- [TASK]: From the entries below, reproduce exactly the line containing "We need to add", the line containing "--- a/src/presets/cloudflare-pages.ts", and every line in between, with nothing added.

Saved entries:
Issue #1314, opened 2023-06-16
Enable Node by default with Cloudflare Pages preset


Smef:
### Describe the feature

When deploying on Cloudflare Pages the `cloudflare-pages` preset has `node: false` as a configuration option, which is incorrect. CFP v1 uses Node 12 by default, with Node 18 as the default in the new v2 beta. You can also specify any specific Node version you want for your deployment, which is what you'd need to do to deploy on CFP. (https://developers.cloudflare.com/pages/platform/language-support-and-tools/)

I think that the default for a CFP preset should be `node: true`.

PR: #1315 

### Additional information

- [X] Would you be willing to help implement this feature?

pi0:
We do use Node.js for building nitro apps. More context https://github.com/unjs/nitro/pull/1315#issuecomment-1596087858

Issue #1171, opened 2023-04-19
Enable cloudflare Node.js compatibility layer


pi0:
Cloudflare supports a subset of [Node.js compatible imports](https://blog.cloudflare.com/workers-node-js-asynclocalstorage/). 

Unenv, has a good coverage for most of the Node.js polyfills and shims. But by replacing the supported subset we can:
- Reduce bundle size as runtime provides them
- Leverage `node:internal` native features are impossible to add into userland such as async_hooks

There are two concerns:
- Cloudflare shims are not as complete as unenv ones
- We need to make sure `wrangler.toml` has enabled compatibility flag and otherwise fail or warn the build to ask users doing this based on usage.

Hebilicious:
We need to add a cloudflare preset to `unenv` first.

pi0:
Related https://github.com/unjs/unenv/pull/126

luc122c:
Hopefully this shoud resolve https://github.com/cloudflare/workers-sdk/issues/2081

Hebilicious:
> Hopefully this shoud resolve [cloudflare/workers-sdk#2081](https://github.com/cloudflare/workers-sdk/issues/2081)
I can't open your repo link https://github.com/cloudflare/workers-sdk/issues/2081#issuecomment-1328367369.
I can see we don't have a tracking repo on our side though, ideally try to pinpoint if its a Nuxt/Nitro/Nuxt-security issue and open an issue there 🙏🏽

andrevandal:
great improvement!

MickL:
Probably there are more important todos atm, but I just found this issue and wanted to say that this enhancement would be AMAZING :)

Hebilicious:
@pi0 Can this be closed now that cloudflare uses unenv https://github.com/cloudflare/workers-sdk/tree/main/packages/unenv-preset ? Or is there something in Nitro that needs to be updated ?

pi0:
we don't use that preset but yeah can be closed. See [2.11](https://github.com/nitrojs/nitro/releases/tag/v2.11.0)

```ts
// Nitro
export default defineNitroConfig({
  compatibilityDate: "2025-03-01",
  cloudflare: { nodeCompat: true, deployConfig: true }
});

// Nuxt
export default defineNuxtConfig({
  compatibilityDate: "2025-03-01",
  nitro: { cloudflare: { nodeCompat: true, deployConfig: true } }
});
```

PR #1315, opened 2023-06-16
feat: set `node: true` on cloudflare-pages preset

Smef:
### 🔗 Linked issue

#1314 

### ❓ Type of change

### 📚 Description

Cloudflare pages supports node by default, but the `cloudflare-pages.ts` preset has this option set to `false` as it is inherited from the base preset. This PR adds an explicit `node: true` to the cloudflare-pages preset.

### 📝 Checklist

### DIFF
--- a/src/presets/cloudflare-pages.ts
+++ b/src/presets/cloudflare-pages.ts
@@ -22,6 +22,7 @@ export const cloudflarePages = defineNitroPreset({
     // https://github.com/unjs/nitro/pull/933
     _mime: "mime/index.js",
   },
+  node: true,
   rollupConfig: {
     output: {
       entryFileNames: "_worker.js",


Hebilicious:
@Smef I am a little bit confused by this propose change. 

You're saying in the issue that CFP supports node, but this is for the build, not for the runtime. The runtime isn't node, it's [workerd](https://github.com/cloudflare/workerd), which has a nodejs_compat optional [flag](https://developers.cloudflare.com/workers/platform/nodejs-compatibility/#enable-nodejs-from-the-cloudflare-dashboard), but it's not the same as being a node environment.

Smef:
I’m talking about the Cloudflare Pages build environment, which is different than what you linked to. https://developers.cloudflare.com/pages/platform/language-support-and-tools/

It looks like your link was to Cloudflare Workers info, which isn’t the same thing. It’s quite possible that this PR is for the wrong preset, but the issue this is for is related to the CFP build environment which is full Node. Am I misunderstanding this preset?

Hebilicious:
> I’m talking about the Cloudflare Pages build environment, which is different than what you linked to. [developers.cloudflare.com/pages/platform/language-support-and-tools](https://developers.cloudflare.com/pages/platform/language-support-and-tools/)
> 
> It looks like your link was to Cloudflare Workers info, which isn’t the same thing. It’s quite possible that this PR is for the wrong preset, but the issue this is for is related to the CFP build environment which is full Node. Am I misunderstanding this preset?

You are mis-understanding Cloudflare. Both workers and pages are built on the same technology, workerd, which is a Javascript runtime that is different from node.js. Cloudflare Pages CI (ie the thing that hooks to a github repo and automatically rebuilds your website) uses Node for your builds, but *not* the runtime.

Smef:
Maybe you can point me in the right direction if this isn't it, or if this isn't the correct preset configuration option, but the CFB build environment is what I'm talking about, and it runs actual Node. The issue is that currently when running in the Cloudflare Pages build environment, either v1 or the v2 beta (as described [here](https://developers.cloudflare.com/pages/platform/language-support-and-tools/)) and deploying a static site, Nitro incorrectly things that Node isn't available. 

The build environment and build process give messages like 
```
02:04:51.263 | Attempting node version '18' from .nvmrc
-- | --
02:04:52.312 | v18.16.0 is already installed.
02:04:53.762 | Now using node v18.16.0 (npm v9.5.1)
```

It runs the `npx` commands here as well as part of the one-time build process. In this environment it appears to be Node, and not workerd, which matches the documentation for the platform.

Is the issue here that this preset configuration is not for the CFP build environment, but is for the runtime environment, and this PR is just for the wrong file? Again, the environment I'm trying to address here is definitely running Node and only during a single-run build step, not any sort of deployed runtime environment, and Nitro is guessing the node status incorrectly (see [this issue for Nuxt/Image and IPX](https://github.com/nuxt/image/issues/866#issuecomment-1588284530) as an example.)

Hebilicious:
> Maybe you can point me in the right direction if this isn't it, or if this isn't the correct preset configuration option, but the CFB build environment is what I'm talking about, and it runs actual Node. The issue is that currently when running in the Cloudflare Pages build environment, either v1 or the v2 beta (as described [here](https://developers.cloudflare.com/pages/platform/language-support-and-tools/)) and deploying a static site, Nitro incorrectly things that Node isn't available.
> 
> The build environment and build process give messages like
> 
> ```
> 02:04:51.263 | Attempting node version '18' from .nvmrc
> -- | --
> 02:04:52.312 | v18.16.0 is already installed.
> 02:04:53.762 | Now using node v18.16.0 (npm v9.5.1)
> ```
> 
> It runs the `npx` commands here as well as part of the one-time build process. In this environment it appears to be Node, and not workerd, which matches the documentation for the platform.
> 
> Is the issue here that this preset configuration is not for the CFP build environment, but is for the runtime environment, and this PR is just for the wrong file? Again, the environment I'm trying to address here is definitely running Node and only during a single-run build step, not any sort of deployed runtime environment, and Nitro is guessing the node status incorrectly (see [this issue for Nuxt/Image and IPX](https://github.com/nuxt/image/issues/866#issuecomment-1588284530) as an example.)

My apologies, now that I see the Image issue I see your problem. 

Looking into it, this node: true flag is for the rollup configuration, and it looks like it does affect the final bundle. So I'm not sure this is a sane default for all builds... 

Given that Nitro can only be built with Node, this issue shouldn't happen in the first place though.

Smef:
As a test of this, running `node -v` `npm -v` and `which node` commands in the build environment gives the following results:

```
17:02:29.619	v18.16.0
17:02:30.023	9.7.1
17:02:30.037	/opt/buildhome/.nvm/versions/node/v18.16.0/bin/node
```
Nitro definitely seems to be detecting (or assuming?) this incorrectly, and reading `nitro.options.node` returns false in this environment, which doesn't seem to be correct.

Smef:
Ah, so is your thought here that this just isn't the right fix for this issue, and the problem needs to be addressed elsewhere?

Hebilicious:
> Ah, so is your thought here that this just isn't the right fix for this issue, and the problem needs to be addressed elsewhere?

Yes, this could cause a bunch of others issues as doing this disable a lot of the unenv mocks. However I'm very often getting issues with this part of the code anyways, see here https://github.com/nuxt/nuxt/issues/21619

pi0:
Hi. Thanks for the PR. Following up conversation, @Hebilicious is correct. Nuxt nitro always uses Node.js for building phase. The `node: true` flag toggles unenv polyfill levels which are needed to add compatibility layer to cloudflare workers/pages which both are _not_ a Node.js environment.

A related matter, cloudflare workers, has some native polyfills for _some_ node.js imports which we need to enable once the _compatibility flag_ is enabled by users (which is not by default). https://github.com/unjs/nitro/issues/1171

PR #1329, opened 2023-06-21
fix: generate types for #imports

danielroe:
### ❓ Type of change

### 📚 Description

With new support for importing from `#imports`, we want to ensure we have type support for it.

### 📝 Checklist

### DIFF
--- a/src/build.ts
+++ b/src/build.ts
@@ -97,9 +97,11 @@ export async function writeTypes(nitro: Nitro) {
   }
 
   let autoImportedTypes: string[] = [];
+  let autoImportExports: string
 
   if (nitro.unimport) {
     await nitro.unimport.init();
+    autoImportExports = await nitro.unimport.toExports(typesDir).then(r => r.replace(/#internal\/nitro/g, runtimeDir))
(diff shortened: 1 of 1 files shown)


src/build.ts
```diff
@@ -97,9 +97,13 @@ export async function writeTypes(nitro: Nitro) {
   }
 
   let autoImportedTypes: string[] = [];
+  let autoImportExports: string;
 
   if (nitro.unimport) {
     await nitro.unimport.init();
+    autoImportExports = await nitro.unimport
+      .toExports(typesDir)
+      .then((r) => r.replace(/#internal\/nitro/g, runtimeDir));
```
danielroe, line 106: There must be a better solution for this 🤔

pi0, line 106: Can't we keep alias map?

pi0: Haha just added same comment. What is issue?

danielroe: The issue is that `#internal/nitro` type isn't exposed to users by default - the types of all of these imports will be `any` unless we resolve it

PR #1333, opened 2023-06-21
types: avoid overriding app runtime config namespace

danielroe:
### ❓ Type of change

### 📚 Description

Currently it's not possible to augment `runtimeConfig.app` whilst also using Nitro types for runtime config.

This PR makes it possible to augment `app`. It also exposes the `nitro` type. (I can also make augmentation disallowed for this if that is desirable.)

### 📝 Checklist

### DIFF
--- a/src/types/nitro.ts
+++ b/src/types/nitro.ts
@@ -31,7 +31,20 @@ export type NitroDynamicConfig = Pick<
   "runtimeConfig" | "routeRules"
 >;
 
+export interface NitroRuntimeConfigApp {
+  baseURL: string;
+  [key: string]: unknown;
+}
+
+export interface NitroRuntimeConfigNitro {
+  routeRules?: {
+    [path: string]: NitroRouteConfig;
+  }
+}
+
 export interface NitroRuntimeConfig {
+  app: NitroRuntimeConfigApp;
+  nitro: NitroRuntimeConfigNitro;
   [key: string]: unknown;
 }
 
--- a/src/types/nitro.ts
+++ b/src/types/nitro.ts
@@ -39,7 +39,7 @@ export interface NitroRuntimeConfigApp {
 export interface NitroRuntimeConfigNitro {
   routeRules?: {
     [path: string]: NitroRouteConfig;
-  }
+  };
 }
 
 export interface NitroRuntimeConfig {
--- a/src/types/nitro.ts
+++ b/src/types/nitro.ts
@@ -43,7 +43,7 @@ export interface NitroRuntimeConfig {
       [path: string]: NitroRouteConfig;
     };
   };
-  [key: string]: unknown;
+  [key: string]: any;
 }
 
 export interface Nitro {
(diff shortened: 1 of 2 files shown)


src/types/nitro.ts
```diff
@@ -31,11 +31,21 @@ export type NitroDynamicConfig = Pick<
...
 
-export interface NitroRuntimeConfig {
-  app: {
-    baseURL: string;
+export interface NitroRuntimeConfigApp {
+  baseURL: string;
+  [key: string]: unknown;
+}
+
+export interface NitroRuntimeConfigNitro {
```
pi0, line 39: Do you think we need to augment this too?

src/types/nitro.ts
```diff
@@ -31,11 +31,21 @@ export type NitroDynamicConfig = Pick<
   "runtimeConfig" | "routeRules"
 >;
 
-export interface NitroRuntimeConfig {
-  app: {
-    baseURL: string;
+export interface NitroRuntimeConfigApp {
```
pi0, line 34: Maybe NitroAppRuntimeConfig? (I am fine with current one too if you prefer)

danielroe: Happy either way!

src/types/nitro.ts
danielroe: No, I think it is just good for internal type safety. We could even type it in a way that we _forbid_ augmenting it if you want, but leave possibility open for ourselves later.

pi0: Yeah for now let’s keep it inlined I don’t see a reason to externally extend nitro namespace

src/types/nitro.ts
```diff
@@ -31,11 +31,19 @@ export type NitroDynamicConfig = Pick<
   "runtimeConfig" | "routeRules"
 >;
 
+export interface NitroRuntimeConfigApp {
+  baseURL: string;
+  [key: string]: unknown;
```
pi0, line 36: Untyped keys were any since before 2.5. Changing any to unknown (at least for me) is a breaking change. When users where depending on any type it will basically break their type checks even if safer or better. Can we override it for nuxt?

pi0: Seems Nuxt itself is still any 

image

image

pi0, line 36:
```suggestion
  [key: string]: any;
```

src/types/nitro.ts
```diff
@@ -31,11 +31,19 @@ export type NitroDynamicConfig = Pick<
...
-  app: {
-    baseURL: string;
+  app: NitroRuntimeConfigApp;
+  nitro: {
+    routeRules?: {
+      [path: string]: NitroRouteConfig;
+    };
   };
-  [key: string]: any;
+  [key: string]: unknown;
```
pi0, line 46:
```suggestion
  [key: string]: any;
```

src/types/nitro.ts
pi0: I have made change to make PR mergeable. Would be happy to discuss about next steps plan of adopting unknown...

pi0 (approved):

- [RESULT]:
We need to add a cloudflare preset to `unenv` first.

pi0:
Related https://github.com/unjs/unenv/pull/126

luc122c:
Hopefully this shoud resolve https://github.com/cloudflare/workers-sdk/issues/2081

Hebilicious:
> Hopefully this shoud resolve [cloudflare/workers-sdk#2081](https://github.com/cloudflare/workers-sdk/issues/2081)
I can't open your repo link https://github.com/cloudflare/workers-sdk/issues/2081#issuecomment-1328367369.
I can see we don't have a tracking repo on our side though, ideally try to pinpoint if its a Nuxt/Nitro/Nuxt-security issue and open an issue there 🙏🏽

andrevandal:
great improvement!

MickL:
Probably there are more important todos atm, but I just found this issue and wanted to say that this enhancement would be AMAZING :)

Hebilicious:
@pi0 Can this be closed now that cloudflare uses unenv https://github.com/cloudflare/workers-sdk/tree/main/packages/unenv-preset ? Or is there something in Nitro that needs to be updated ?

pi0:
we don't use that preset but yeah can be closed. See [2.11](https://github.com/nitrojs/nitro/releases/tag/v2.11.0)

```ts
// Nitro
export default defineNitroConfig({
  compatibilityDate: "2025-03-01",
  cloudflare: { nodeCompat: true, deployConfig: true }
});

// Nuxt
export default defineNuxtConfig({
  compatibilityDate: "2025-03-01",
  nitro: { cloudflare: { nodeCompat: true, deployConfig: true } }
});
```

PR #1315, opened 2023-06-16
feat: set `node: true` on cloudflare-pages preset

Smef:
### 🔗 Linked issue

#1314 

### ❓ Type of change

### 📚 Description

Cloudflare pages supports node by default, but the `cloudflare-pages.ts` preset has this option set to `false` as it is inherited from the base preset. This PR adds an explicit `node: true` to the cloudflare-pages preset.

### 📝 Checklist

### DIFF
--- a/src/presets/cloudflare-pages.ts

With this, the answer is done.